Plusieurs rassemblements ont eu lieu lundi 15 juin 2026 en France pour dénoncer l’insuffisance des moyens judiciaires face aux violences sexuelles, à la suite de la mort de Lyhanna, une collégienne de 11 ans. Selon RFI, la jeune fille aurait été enlevée et tuée par un individu déjà connu des services de police pour des faits de pédocriminalité. Des manifestations se sont organisées devant plusieurs tribunaux, ainsi qu’à Paris, devant le ministère de la Justice, afin d’exiger l’adoption d’une « loi intégrale » dédiée à la protection des femmes et des enfants contre ces violences.
Ce qu'il faut retenir
- Lyhanna, 11 ans, aurait été enlevée et tuée par un homme déjà signalé pour des faits de pédocriminalité.
- Des rassemblements ont eu lieu lundi 15 juin 2026 devant plusieurs tribunaux et devant le ministère de la Justice à Paris.
- Les manifestants réclament une « loi intégrale » renforçant la lutte contre les violences faites aux femmes et aux enfants.
- Ces mobilisations interviennent quelques jours seulement après le drame, révélant une émotion nationale persistante.
Un drame qui relance le débat sur la protection des mineurs
Le cas de Lyhanna, collégienne de 11 ans, a profondément ému l’opinion publique après son enlèvement et sa mort, survenus dans des circonstances particulièrement violentes. Selon les informations rapportées par RFI, l’individu mis en cause avait déjà fait l’objet de signalements pour des faits de pédocriminalité avant ce drame. Ce contexte a exacerbé les critiques envers les failles du système judiciaire et les lacunes dans la prise en charge des victimes potentielles.
Les manifestations organisées devant les tribunaux et devant le ministère de la Justice à Paris reflètent une mobilisation citoyenne exigeant des mesures concrètes. Autant dire que la colère des manifestants vise non seulement les dysfonctionnements judiciaires, mais aussi l’absence d’une législation globale et cohérente pour lutter contre ces violences.
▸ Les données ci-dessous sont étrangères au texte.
PR #1427, opened 2021-06-17
Dw 544 format numbers in plan calculator

lucianaDilizio:
### Plan Calculator: Numbers format
- Add a new function to allow format number based on configured language.
- Function also allows define between a simple intl format or compact one. 

ESP
image

ENG
image

### DIFF
--- a/src/components/ChangePlan/PlanCalculator.js
+++ b/src/components/ChangePlan/PlanCalculator.js
@@ -4,7 +4,7 @@ import { InjectAppServices } from '../../services/pure-di';
 import { Loading } from '../Loading/Loading';
 import { FormattedMessage, useIntl } from 'react-intl';
 import queryString from 'query-string';
-import { extractParameter, getPlanFee } from '../../utils';
+import { extractParameter, getPlanFee, thousandSeparatorNumber } from '../../utils';
 import { useRouteMatch, Link } from 'react-router-dom';
 
 const NavigatorTabs = ({ tabs, pathType, selectedPlanType }) => {
@@ -157,16 +157,20 @@ const PlanPriceWithoutDiscounts = ({ planData }) => {
 const PlanPricePerMonth = ({ planData }) => {
   const intl = useIntl();
   const _ = (id, values) => intl.formatMessage({ id: id }, values);
+
   return (
     <>
       <h2 className="dp-price-large">
         <span className="dp-price-large-money">US$</span>
         <span className="dp-price-large-amount">
-          {planData.discount?.discountPercentage
-            ? Math.round(
-                getPlanFee(planData.plan) * (1 - planData.discount?.discountPercentage / 100),
-              )
-            : getPlanFee(planData.plan)}
+          {thousandSeparatorNumber(
+            intl.defaultLocale,
+            planData.discount?.discountPercentage
+              ? Math.round(
+                  getPlanFee(planData.plan) * (1 - planData.discount?.discountPercentage / 100),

Une « loi intégrale » au cœur des revendications
Les rassemblements de lundi soir s’inscrivent dans la continuité d’une série de mobilisations réclamant une refonte du cadre juridique. Selon RFI, les manifestants demandent notamment que soit adoptée une « loi intégrale » spécifiquement dédiée à la protection des femmes et des enfants contre les violences sexuelles. Cette loi devrait, selon les revendications, renforcer les moyens alloués à la justice, faciliter les signalements et améliorer la prise en charge des victimes.
Bref, l’objectif affiché est de combler les lacunes actuelles en matière de prévention, de répression et de protection. Les organisateurs de ces rassemblements ont insisté sur la nécessité d’agir rapidement, alors que des affaires similaires continuent de défrayer la chronique.
Un contexte national marqué par une montée des violences sexuelles
Ces mobilisations surviennent alors que la France fait face à une augmentation des signalements de violences sexuelles, notamment envers les mineurs. Selon les dernières données disponibles, plus de 200 000 cas de violences sexuelles ont été recensés en 2025, un chiffre en hausse de 12 % par rapport à l’année précédente. Face à cette situation, les associations et les familles de victimes réclament depuis des années une réponse politique forte et coordonnée.
Les manifestants rappellent que, sans une loi ambitieuse, les dispositifs existants restent insuffisants. Ils citent notamment les délais excessifs pour obtenir un jugement, les taux de classement sans suite trop élevés, et l’insuffisance des moyens alloués aux enquêtes.
En attendant, les mobilisations pourraient se poursuivre dans les semaines à venir, notamment à l’approche de l’examen du texte. Les familles de victimes, elles, maintiennent la pression pour que justice soit rendue et que plus aucun enfant ne soit victime de tels drames.
Les manifestants réclament notamment un renforcement des moyens alloués à la justice pour traiter plus rapidement les affaires de violences sexuelles, une simplification des procédures de signalement pour les victimes, et une meilleure prise en charge psychologique et sociale des mineurs victimes. Ils demandent aussi des sanctions plus lourdes contre les auteurs de ces violences, ainsi que des campagnes de prévention renforcées dans les établissements scolaires.